## Goal of the exercise
The complete listing should be restated exactly.

## Exercise data
*** Block opens ***

PR #1555, opened 2025-03-24
add linux .editorconfig for c and related files

JakeHillion:
Add the `.editorconfig` used by Linux, only taking the section related to
C-like files. This lets contributors use their existing `vimrc` or whatever
other editorconfig while overriding the settings for consistent formatting in C
files. Often when you get a new contributor they insert tabs and don't view the
files with the correct indent size, this change fixes that in future.

### DIFF
--- a/.editorconfig
+++ b/.editorconfig
@@ -1,0 +1,10 @@
+# SPDX-License-Identifier: GPL-2.0-only
+
+root = true
+
+[{*.{awk,c,dts,dtsi,dtso,h,mk,s,S},Kconfig,Makefile,Makefile.*}]
+charset = utf-8
+end_of_line = lf
+insert_final_newline = true
+indent_style = tab
+indent_size = 8


likewhatevs:
I like this but doesn't this mean files get an auto-reformat on next edit?

JakeHillion:
> I like this but doesn't this mean files get an auto-reformat on next edit?

Should be fine. `charset` would probably change things, but I expect all of our files are ascii or utf-8 already. Same `insert_final_newline`, it'll add any trailing newlines when someone writes a file but that's fine. `tab_width` is view only with hard tabs, and `indent_style` only affects what happens when you press the tab key in my editor.

I've been using the tab parts of this config for a long time and it has never made any noise. Grabbed the rest for consistency with the kernel, as our style guide for C is effectively "use kernel style".

JakeHillion:
@htejun thoughts on this? It matches the file in `linux` so it should make sense for our C too, unless I'm missing anything.

htejun (approved):

htejun:
No real opinions. As long as it doesn't break things, I don't see a reason to not do it.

*** Block closes ***

## Expected answer
PR #1555, opened 2025-03-24
add linux .editorconfig for c and related files

JakeHillion:
Add the `.editorconfig` used by Linux, only taking the section related to
C-like files. This lets contributors use their existing `vimrc` or whatever
other editorconfig while overriding the settings for consistent formatting in C
files. Often when you get a new contributor they insert tabs and don't view the
files with the correct indent size, this change fixes that in future.

### DIFF
--- a/.editorconfig
+++ b/.editorconfig
@@ -1,0 +1,10 @@
+# SPDX-License-Identifier: GPL-2.0-only
+
+root = true
+
+[{*.{awk,c,dts,dtsi,dtso,h,mk,s,S},Kconfig,Makefile,Makefile.*}]
+charset = utf-8
+end_of_line = lf
+insert_final_newline = true
+indent_style = tab
+indent_size = 8


likewhatevs:
I like this but doesn't this mean files get an auto-reformat on next edit?

JakeHillion:
> I like this but doesn't this mean files get an auto-reformat on next edit?

Should be fine. `charset` would probably change things, but I expect all of our files are ascii or utf-8 already. Same `insert_final_newline`, it'll add any trailing newlines when someone writes a file but that's fine. `tab_width` is view only with hard tabs, and `indent_style` only affects what happens when you press the tab key in my editor.

I've been using the tab parts of this config for a long time and it has never made any noise. Grabbed the rest for consistency with the kernel, as our style guide for C is effectively "use kernel style".

JakeHillion:
@htejun thoughts on this? It matches the file in `linux` so it should make sense for our C too, unless I'm missing anything.

htejun (approved):

htejun:
No real opinions. As long as it doesn't break things, I don't see a reason to not do it.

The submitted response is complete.